Kegiatan post reading dimaksudkan sebagai kegiatan akhir dari pengajaran reading. Bagian ini dapat diisi dengan kegiatan lain yang berkaitan dengan isi bacaan, misalnya kegiatan berbicara (speaking) atau menulis (writing) sesuatu yang ada hubungannya dengan isi bacaan.
Prosedur lain yang juga digunakan untuk pengajaran reading adalah yang disebut SQ3R (survey, question, read, recite, review). Untuk kegiatan survey, murid dapat ditugasi untuk membaca dalam hati. Untuk question, murid diminta untuk membuat pertanyaan-pertanyaan mengenai isi bacaan.

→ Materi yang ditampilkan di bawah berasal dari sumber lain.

PR #300, opened 2022-06-21
Fix for _whoami() function in testsuite/utils.py

DaniilRomanov:
In some environments os.getlogin() returns an error, for example in a shell
inside Docker container, so it was replaced by os.getuid() and user name
resolution.

### DIFF
--- a/testsuite/utils.py
+++ b/testsuite/utils.py
@@ -38,7 +38,12 @@ def _whoami():
     # want to catch broad exception and fallback at any circumstance
     # pylint: disable=broad-except
     except Exception:
-        return str(os.getuid())
+        try:
+            # this expression is an equivalent of os.getlogin() for some environments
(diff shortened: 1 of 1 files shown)


testsuite/utils.py
```diff
@@ -38,7 +38,12 @@ def _whoami():
     # want to catch broad exception and fallback at any circumstance
     # pylint: disable=broad-except
     except Exception:
-        return str(os.getuid())
+        try:
+            # this expression is an equivalent of os.getlogin() for some environments
+            return pwd.getpwuid(os.getuid()).pw_name
```
pehala, line 43: It seems you are missing an import

mganisin:
@DaniilRomanov would you mind to update this PR in accordance to failed check?

mganisin:
inactive

PR #304, opened 2022-07-04
Handle apicast operator version in case of unknown namespce

mganisin:


mdujava (dismissed):

testsuite/dynaconf_loader.py
```diff
@@ -65,6 +65,8 @@ def _guess_version(ocp):
 def _guess_apicast_operator_version(ocp, settings):
     """Attempt to determine version of apicast operator from subscription"""
 
+    if not ocp or not ocp.project_name:
+        return 0
```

Kemudian murid membaca (read) untuk mendapatkan jawaban terhadap pertanyaan yang mereka buat. Kegiatan recite dimaksudkan untuk mendemonstrasikan pemahaman murid terhadap isi bacaan, sedangkan review dimaksudkan sebagai kegiatan untuk menyimpulkan hasil pemahaman murid terhadap kegiatan membaca yang telah mereka pelajari.
Prosedur SQ3R seperti diuraikan di atas mirip dengan prosedur pengajaran yang reciprocal (timbal balik) antara guru dan murid (Flood dan Lapp, 1989: 736-737). Prosedur reciprocal berisi langkah-langkah berikut: (1) membuat ringkasan (summary) dari sebuah paragraf yang dipelajari, (2) membuat pertanyaan-pertanyaan mengenai isi bacaan, untuk diajukan kepada teman sekelas, (3) meminta penjelasan atau menanyakan kepada guru hal-hal yang masih kurang jelas, dan (4) membuat prediksi tentang isi paragraf berikutnya.

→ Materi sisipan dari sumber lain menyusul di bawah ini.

PR #4746, opened 2026-08-20
fix(sdk): drain durable reconciliation before session teardown completes

### LINKED ISSUE #4743: bug(sdk): reconciliation temp rename race breaks dev CI
## Problem

`dev` at exact head `f7eab56405a4a9868f5e83566d216b375cd3fb91` is terminal red in Dev CI.

- Run: https://github.com/Yeachan-Heo/gajae-code/actions/runs/32310808103
- Re-run/virtual integration failure: https://github.com/Yeachan-Heo/gajae-code/actions/runs/32316284408
- Failing shard: `Affected path validation / test:@gajae-code/coding-agent:shard-4-of-8`
- Failing file: `packages/coding-agent/test/sdk-host-wiring.test.ts`

Exact failure:

```text
error: ENOENT: no such file or directory, rename
.../.sdk-reconciliation/sdk-skill-acceptance-failed-....tmp
-> .../.sdk-reconciliation/sdk-skill-acceptance-failed-....json
code: reconciliation_persist_failed
at packages/coding-agent/src/sdk/bus/reconciliation-store.ts:646

(fail) SDK host terminalizes a never-resolving preflight on abort and fences late acceptance
# Unhandled error between tests: Timed out waiting for SDK endpoint
```

The same run reports `fresh-process test harness failed: 1/177 files`. The later virtual-integration re-observation failed before execution, so the original exact product-test failure remains the load-bearing blocker.

## Required outcome

- Reproduce and identify the cleanup/publication race that removes the reconciliation temp artifact before rename.
- Apply the smallest lifecycle-safe fix; do not weaken reconciliation persistence or quarantine/skip the test.
- Add deterministic regression coverage for the exact abort/late-acceptance boundary.
- Run focused tests plus package check, push one PR to `dev`, and bind exact-head review/CI evidence.

Yeachan-Heo:
## What

Session teardown observes **durable** reconciliation quiescence: it joins reconciliation producers, bounds the wait with an observable deadline, and now propagates publication-persistence failure to the teardown owner instead of reporting a lost write as drained.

PENGAJARAN READING BERDASARKAN PENDEKATAN KONSTRUKTIVIS
Beberapa prosedur pengajaran reading seperti tersebut di atas pada dasarnya memiliki kesamaan, yaitu bertujuan mengecek pemahaman murid dengan cara diagnosis dan prescription. Pendekatan konstruktivis beranggapan bahwa pengajaran reading harus ditekankan pada proses dimana murid dianggap sebagai penafsir makna (meaning-maker).

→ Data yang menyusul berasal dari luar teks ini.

PR #4748, opened 2026-08-20
fix(subagent): retain failed review status after stream stall

### LINKED ISSUE #4747: xAI grok-4.6 completions streams stall at the 120s idle watchdog and subagent reviews are marked failed despite completed thinking
## Summary

`xai/grok-4.6` subagent reviews (`architect` / `critic`) repeatedly die with:

```text
OpenAI completions stream stalled while waiting for the next event
```

The reviewer has already finished the review in `thinking`. The official assistant `text` never arrives, so the parent session receives only `failed` and cannot apply the review.

This is the xAI / `openai-completions` counterpart of #4096 (Anthropic max-reasoning vs the shared 120s idle watchdog). #4096 is closed and Anthropic-specific. The same watchdog still kills Grok xhigh after first-token / first-thinking progress.

## Environment

- Host: macOS darwin 25.5.0, arm64 (Apple M4 Pro)
- GJC binary: `/opt/homebrew/bin/gjc` (local build dated 2026-08-20)
- Parent + reviewers: `xai/grok-4.6`, `api: openai-completions`, thinking `xhigh`
- Workflow: `superpowers-brainstorming` independent spec review, then `superpowers-writing-plans` critic
- Repo: private product session, not a GJC source checkout
- `PI_STREAM_IDLE_TIMEOUT_MS`, `PI_OPENAI_STREAM_IDLE_TIMEOUT_MS`, and `GJC_OPENAI_STREAM_IDLE_TIMEOUT_MS` unset

## Reproduction

1. Run `superpowers-brainstorming` on a non-trivial spec with default `grok-4.6` / `xhigh`.
2. Dispatch read-only `task(agent="architect")` for the spec review.
3. The reviewer reads files and starts writing `## Spec Review` in thinking.
4. After ~120s of no further SSE events, the turn ends as `stopReason: error`.
5. Retrying the same review dies the same way. A later `critic` plan review dies the same way.

## Evidence

Three consecutive reviewer turns in one session:

| Subagent | Role | TTFT | Duration | Result |
|---|---|---|---|---|
| `0-GrokSpecReview` | architect | 1683ms | **141813ms** | `error`, `usage` all zeros |
| `1-GrokSpecReview2` | architect | 1173ms | **132381ms** | `error`, `usage` all zeros |
| `2-GrokPlanReview` | critic | 1435ms | **121933ms** | `error`, `usage` all zeros |

Canonical error on all three:

```text
stopReason: error
errorMessage: OpenAI completions stream stalled while waiting for the next event
api: openai-completions
provider: xai
model: grok-4.6
usage: input=0 output=0 cacheRead=0 cacheWrite=0 totalTokens=0
```

The first two turns already contained a completed review in `thinking`, including `## Spec Review`, `Status: Issues Found`, and a concrete finding about `--model` default vs `test_main_cli_knobs.py`. There was no official `text` part, so the parent inspect/await path reported:

```text
0-GrokSpecReview — failed
1-GrokSpecReview2 — failed
```

The parent then cancelled the still-running second reviewer and proceeded without an independent review. The review content was recoverable only by manually reading the child jsonl after the user asked why it failed.

GPT-family reviewers on `openai-codex-responses` do not reproduce this in the same workflow, because they keep emitting reasoning/stream events during thinking. Grok xhigh goes silent after a fast TTFT.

Oleh karena itu, prosedur pengajaran harus berbentuk pengajaran dengan model perancah-tangga (instructional scaffolding) di mana murid dibimbing untuk menafsirkan isi bacaan. Proses belajarnya dikendalikan oleh murid, sedangkan fungsi guru hanya memberikan arahan dan dukungan. Dalam proses pembimbingan ini, guru diharapkan pula berperan untuk menggali pengetahuan awal (prior knowledge) murid, kemudian menghubungkannya dengan pengetahuan baru yang sedang dipelajari oleh murid. Dengan kata lain, proses pembelajaran membaca dengan pendekatan konstruktivis merupakan proses interaksi antara bottom-up dan top-down. Proses bottom-up menganggap bahwa meaning (arti) ada pada kata-kata yang tertulis, dan pembaca berusaha untuk menangkap meaning yang dimaksud dalam tulisan tersebut. Sebaliknya, proses top-down menganggap bahwa meaning tidak hanya ada pada kata-kata yang tertulis, tetapi juga ada dalam pikiran pembaca dalam bentuk pengetahuan dan pengalaman mereka (Nunan, 1991: 18). Dalam proses pembelajaran membaca, proses interaksi antara bottom-up dan top-down dapat terjadi jika guru membimbing murid untuk memadukan pemahaman meaning dari bahan yang tertulis dengan apa yang ada dalam pikiran murid.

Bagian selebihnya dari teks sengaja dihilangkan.